Charging the Superconformal Index

TL;DR

The paper introduces a charged refinement of the four-dimensional superconformal index by inserting the charge conjugation operator $C$, defining a charged character $K_C$ whose trace on real $SU(N)$ representations maps to ordinary characters of $SO(N+1)$ (for even $N$) or $SP(N-1)$ (for odd $N$). This leads to a matrix integral for the charged index $\,\mathcal{I}_C$ over $G(N)$, replacing $SU(N)$ characters with traces involving $K_C$ and determinants evaluated in the adjoint representation; a simple conjecture equates $\,\mathrm{Tr}_{\mathbf{d}} K_C$ with the corresponding $G(N)$ characters via a one-to-one map of Dynkin labels. The authors perform nontrivial checks: exact tests for small $N$ up to $N=7$ confirm the charged-character relation and determinant structure, while a large-$N$ saddle-point analysis yields a planar expression for $\,\mathcal{I}_C$ that matches the Polya-counted planar charged index and reduces to the known single-letter planar result in the simple adjoint-scalar limit. The work demonstrates that the charged index shares the large-$N$ independence property of the ordinary index and opens avenues for generalizations to other gauge groups and connections to $1/16$ BPS partitions in AdS/CFT. Overall, the paper provides a coherent framework to refine protected-state counts in holographic theories by incorporating discrete symmetries through charged characters and group-theoretic matrix integrals. $

Abstract

The superconformal index is an important invariant of superconformal field theories. In this note we refine the superconformal index by inserting the charge conjugation operator C. We construct a matrix integral for this charged index for N=4 SYM with SU(N) gauge group.
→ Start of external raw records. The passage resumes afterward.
PR #24, opened 2022-02-18
Dan Northcott

Dan2024:


style.css
```diff
@@ -199,7 +202,7 @@ h2 {
 }
 
 .grey-sub-text {
-  color: #d3d8dd;
+  color: rgba(var(--clr-grey));
```
Dan2024, line 205: I'm glad i added a new colour variable here because i used the grey a lot

style.css
```diff
@@ -357,3 +300,57 @@ main .icon-md {
...
+  .nav-list {
+    display: block;
+  }
+
+  .container {
+    display: grid;
+    grid-template-columns: auto 1fr;
+  }
+}
+
```
Dan2024, line 342: was this the best way to add in media queries/responsiveness to website?

style.css
```diff
@@ -357,3 +300,57 @@ main .icon-md {
...
+  .nav-list,
+  .nav-list a {
+    display: block;
+  }
+
+  .container {
+    display: grid;
+    grid-template-columns: 0.3fr 1fr;
+  }
+}
```
Dan2024, line 355: sometimes it's best to not use utility classes when trying to make an area responsive

style.css
```diff
@@ -70,7 +70,7 @@ select {
 /* general */
 
 .center-wrapper {
-  padding-inline: 2em;
+  padding-inline: 1.5em;
```
Dan2024, line 66: nice to use this instead of `padding: 0 1.5em;`

style.css
```diff
@@ -279,3 +301,59 @@ ul {
...
+  padding: 20px;
+}
+
+.story {
+  border-bottom: rgb(170, 169, 169) solid 1px;
+  padding-bottom: 10px;
+  margin-bottom: 10px;
+}
+
+.stories div:last-child {
```
Dan2024, line 308: i liked the use of this selector

style.css
```diff
@@ -0,0 +1,281 @@
...
+  max-width: 100%;
+  display: block;
+}
+
+input,
+button,
+textarea,
+select {
+  font: inherit;
+}
```
Dan2024, line 43: i liked this reset because it meant i didn't have to redefine font families

Tibor22: That inherit property is nice

style.css
```diff
@@ -0,0 +1,376 @@
...
+  padding: 5px;
+  margin-left: 10px;
+  width: 80px;
+  border: none;
+  margin-inline: 10px;
+}
+
+.icon-ex-sm {
+  height: 15px;
+  aspect-ratio: 1;
```
Tibor22, line 140: what is aspect-ratio solve here?

style.css
```diff
@@ -0,0 +1,376 @@
...
+.post-img {
+  width: 90%;
+  border-radius: 15px;
+}
+/* ------------------- */
+/* right styling       */
+/* ------------------- */
+
+.right-section-wrapper {
+  margin-left: 1.5rem;
```
Tibor22, line 282: Why did you choose rem over pixel?

style.css
```diff
@@ -0,0 +1,376 @@
...
+
+/* ------------------- */
+/* Utility classes     */
+/* ------------------- */
+
+/* general */
+
+.center-wrapper {
+  padding-inline: 1.5em;
+  margin-inline: auto;
```
Tibor22, line 67: What these two help you with?

style.css
```diff
@@ -0,0 +1,376 @@
...
+/* ------------------- */
+/* Custom properties   */
+/* ------------------- */
+
+:root {
+  --clr-dark: 0, 22, 50;
+  --clr-grey: 189, 193, 197;
+  --clr-grey-light: 211, 211, 211;
+  --clr-accent: 85, 172, 238;
+  --clr-white: 255, 255, 255;
```
Tibor22, line 54: nice that you using variables

style.css
```diff
@@ -216,13 +228,16 @@ select {
   height: 25px;
   min-width: no25pxne;
   border-radius: 12.5px;
+  margin-right: 10px;
 }
 
 .icon-lg {
   height: 40px;
   aspect-ratio: 1;
```
Hoolio333, line 158: Never heard of aspect ratio - what does that do?

index.html
```diff
@@ -0,0 +1,161 @@
...
+                <ul class="nav-list">
+                    <li><img class="icon-md" src="/assets/generic.svg" alt="generic icon"><a href="#">Home</a></li>
+                    <li><img class="icon-md" src="/assets/generic.svg" alt="generic icon"><a href="#">Explore</a></li>
+                    <li><img class="icon-md" src="/assets/generic.svg" alt="generic icon"><a href="#">Notification</a></li>
+                    <li><img class="icon-md" src="/assets/generic.svg" alt="generic icon"><a href="#">Messages</a></li>
+                    <li><img class="icon-md" src="/assets/generic.svg" alt="generic icon"><a href="#">Bookmarks</a></li>
+                    <li><img class="icon-md" src="/assets/generic.svg" alt="generic icon"><a href="#">Lists</a></li>
+                    <li><img class="icon-md" src="/assets/generic.svg" alt="generic icon"><a href="#">Profile</a></li>
+                    <li><img class="icon-md" src="/assets/generic.svg" alt="generic icon"><a href="#">More</a></li>
+                </ul>
```
Hoolio333: Looks really clean & clear. Nice!

style.css
```diff
@@ -109,89 +92,32 @@ select {
...
-}
-
-.fs-sm {
-  font-size: var(--fs-sm);
-}
-.fs-md {
-  font-size: var(--fs-md);
-}
-.fs-lg {
-  font-size: var(--fs-lg);
```
Hoolio333: I like it how you weren't scared to change or remove so much code. Not needed or right - amend or get rid. No point keeping wrong or pointless code.

style.css
```diff
@@ -0,0 +1,376 @@
...
+  .nav-list a,
+  .right-section {
+    display: block;
+  }
+
+  .container {
+    display: grid;
+    grid-template-columns: 0.4fr 1fr 0.5fr;
+  }
+}
```
PBara7a, line 376: Did you built the page considering mobile first, or is it just easier to visualize your media queries starting from smaller screens?

index.html
```diff
@@ -0,0 +1,159 @@
...
+                    <ul class="nav-list">
+                        <li><img class="icon-md" src="/assets/generic.svg" alt="generic icon"><a href="#">Home</a></li>
+                        <li><img class="icon-md" src="/assets/generic.svg" alt="generic icon"><a href="#">Explore</a></li>
+                        <li><img class="icon-md" src="/assets/generic.svg" alt="generic icon"><a href="#">Notification</a></li>
+                        <li><img class="icon-md" src="/assets/generic.svg" alt="generic icon"><a href="#">Messages</a></li>
+                        <li><img class="icon-md" src="/assets/generic.svg" alt="generic icon"><a href="#">Bookmarks</a></li>
+                        <li><img class="icon-md" src="/assets/generic.svg" alt="generic icon"><a href="#">Lists</a></li>
+                        <li><img class="icon-md" src="/assets/generic.svg" alt="generic icon"><a href="#">Profile</a></li>
+                        <li><img class="icon-md" src="/assets/generic.svg" alt="generic icon"><a href="#">More</a></li>
+                    </ul>
```
PBara7a, line 24: As your descriptive class name suggests, this could be improved by being wrapped inside a `<nav>`.

style.css
```diff
@@ -0,0 +1,376 @@
...
+
+:root {
+  --clr-dark: 0, 22, 50;
+  --clr-grey: 189, 193, 197;
+  --clr-grey-light: 211, 211, 211;
+  --clr-accent: 85, 172, 238;
+  --clr-white: 255, 255, 255;
+
+  --ff-global: "poppins", sans-serif;
+}
```
PBara7a, line 57: Nice! I found the variables very useful as well. I was unsure about where to put them, why the `:root` selector?

index.html
```diff
@@ -4,7 +4,7 @@
     <meta charset="UTF-8">
     <meta http-equiv="X-UA-Compatible" content="IE=edge">
     <meta name="viewport" content="width=device-width, initial-scale=1.0">
-    <title>Twitter Layout Challenge DN</title>
+    <title>Twitter Layout Challenge - DN</title>
```
Hoolio333, line 7: You don't have many commits.  This makes reviewing harder as lots of changes done in each commit. Also think the commit comments could be more detailed to help know exact changes.

style.css
```diff
@@ -0,0 +1,376 @@
...
+
+.three-row-grid__expand-two {
+  display: grid;
+  grid-template-rows: auto 1fr auto;
+}
+
+.place-items-center {
+  display: grid;
+  place-items: center;
+}
```
PBara7a, line 109: Good layouts and class names, easy to visualize just reading through the code.

style.css
Dan2024: for accessibility reasons - I believe if someone wants the text larger or more zoomed in the rem value will increase inline with the settings they've set but i dont think the same happens when you hard code a pixel value.

style.css
Dan2024: it might be unnecessary, i just wanted to make sure its stayed as a perfect square - i guess i could've just set a width of 15px instead.

style.css
Dan2024: padding-inline margin-inline basically just add what ever value you set to the left and right side.
instead of writing `margin: 0 auto` you can write `margin-inline: auto` i believe it does the same thing. 
you can also have margin/padding/border-block which just adds to the top and bottom.

style.css
Dan2024: my understanding is that it just makes sure the aspect ratio is (in this case)  1/1 ie the icon is a perfect square.  
having an aspect ratio of say 1/1.5 `aspect-ratio: 1/1.5` would mean its 1.5x longer than it is wide i think.

style.css
Dan2024: i didnt start mobile first - it was just easier to visualise starting from mobile first for me. 
In hindsight i think i would rather build the mobile part first though.

style.css
Dan2024: i believe the root selector is selecting the html tag but just with higher specificity. i was under the impression it was standard to use root so thats why i used it haha

PR #36, opened 2022-02-22
Steven Rico

ghost:


index.html
```diff
@@ -0,0 +1,66 @@
...
+  <head>
+    <meta charset="UTF-8" />
+    <meta
+      name="viewport"
+      content="width=device-width, initial-scale=1.0"
+    />
+    <meta http-equiv="X-UA-Compatible" content="ie=edge" />
+    <link rel="stylesheet" href="/styles/reset.css" />
+    <link rel="stylesheet" href="/styles/index.css" />
+    <title>Static Template</title>
```
ghost, line 12: It would be good to add a more appropriate title for this page.

Suggestion: `<title>Twitter</title>`

index.html
```diff
@@ -0,0 +1,66 @@
...
+        <div class="box-md"></div>
+        <nav>
+          <ul class="nav-list">
+            <li>
+              <a class="nav-list--link" href="#">
+                <div class="frame">
+                  <img src="/assets/home.png" alt="home icon" />
+                </div>
+                <div class="link-text">Home</div>
+              </a>
```
ghost: I really like the HTML structure. By wrapping the `img` and the `div.link-text` it means when a user clicks either of them it will re-direct them to the relevant page.

styles/index.css
```diff
@@ -0,0 +1,109 @@
...
+
+  .main-header {
+    width: auto;
+  }
+
+  .nav-list--link {
+    grid-template-columns: auto;
+
+    gap: 0;
+  }
```
ghost, line 168: @Tibor22 love what you said about"re-usable classes sometimes aren't fit for purpose".

This was a good example of having to create a custom class to get the desired effect.

index.html
```diff
@@ -0,0 +1,66 @@
...
+            <div class="button-text">Tweet</div>
+          </button>
+        </div>
+      </header>
+      <main>
+        <!-- DOES IT BREAK THE NATURAL FLOW? WILL THE CONTENT PROVIDE THE HEIGHT? -->
+      </main>
+      <aside class="resources-sidebar">
+        <!-- DOES IT BREAK THE NATURAL FLOW? WILL THE CONTENT PROVIDE THE HEIGHT? -->
+      </aside>
```
ghost, line 134: I don't like this class name. @dogezen or @shahzadnaeem do you have a suggestion?

dogezen: The class represents the container for the whole aside, so something reflecting that would be good:

`.news-aside-container` or similar could be a suggestion

shahzadnaeem: I'd consider `.search-and-suggestions-aside` but also like @dogezen suggestion. Naming can be tricky and trying to be consistent helps.

PR #1519, opened 2017-05-03
Fix problem with repeating answers when materialising resources

kasper-piskorski:


grakn-graql/src/main/java/ai/grakn/graql/internal/reasoner/atom/binary/Resource.java
```diff
@@ -149,10 +149,7 @@ public boolean isAllowedToFormRuleHead(){
     }
 
     @Override
-    public boolean requiresMaterialisation(){
-        //requires materialisation if value variable is user defined
-        return getMultiPredicate().isEmpty();
-    }
+    public boolean requiresMaterialisation(){ return true;}
```
fppt: That's the fix?? Really?? Wow. . .

PR #1520, opened 2017-05-03
Enable loader client arguments in graql shell

sheldonkhall:


grakn-graql-shell/src/main/java/ai/grakn/graql/GraqlShell.java
```diff
@@ -169,6 +169,8 @@ public static void runShell(String[] args, String version, String historyFilenam
         options.addOption("f", "file", true, "graql file path to execute");
         options.addOption("r", "uri", true, "uri to factory to engine");
         options.addOption("b", "batch", true, "graql file path to batch load");
+        options.addOption("s", "size", true, "the size of the batches");
+        options.addOption("a", "active", true, "the number of active tasks");
```
aelred: It would probably good to include in the help text that this is only for batch loads.

grakn-graql-shell/src/main/java/ai/grakn/graql/GraqlShell.java
```diff
@@ -262,10 +272,12 @@ private static String loadQuery(String filePath) throws IOException {
             return lines.stream().collect(joining("\n"));
     }
 
-    private static void sendBatchRequest(String uriString, String graqlPath, String keyspace) throws IOException {
+    private static void sendBatchRequest(LoaderClient loaderClient, String graqlPath, String activeTasks, String batchSize) throws IOException {
         AtomicInteger numberBatchesCompleted = new AtomicInteger(0);
 
-        LoaderClient loaderClient = new LoaderClient(keyspace, uriString).setRetryPolicy(true);
+        if (Integer.parseInt(activeTasks)!=0) loaderClient.setNumberActiveTasks(Integer.parseInt(activeTasks));
+        if (Integer.parseInt(activeTasks)!=0) loaderClient.setBatchSize(Integer.parseInt(batchSize));
```
aelred: We should consider the case when a user passes something that is not an integer:
`graql.sh -b file.gql -a "users are the worst"`

I would parse and handle the edge cases outside of `sendBatchRequest`, then just passing the integers into this method.

sheldonkhall:
@aelred I made the changes - not sure how to write a test for the case when the args are not an integer. Don't know whether it is even worth it...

The key ingredient for the construction is a "charged character," which reduces to Tr(C) for singlet representations of the gauge group. For each irreducible real SU(N) representation, we conjecture that this charged character is equal to the standard character for a corresponding representation of SO(N+1) or SP(N-1), for N even or odd respectively. The matrix integral for the charged index passes tests for small N and for N -> infinity. Like the ordinary superconformal index, for N=4 SYM the charged index is independent of N in the large-N limit.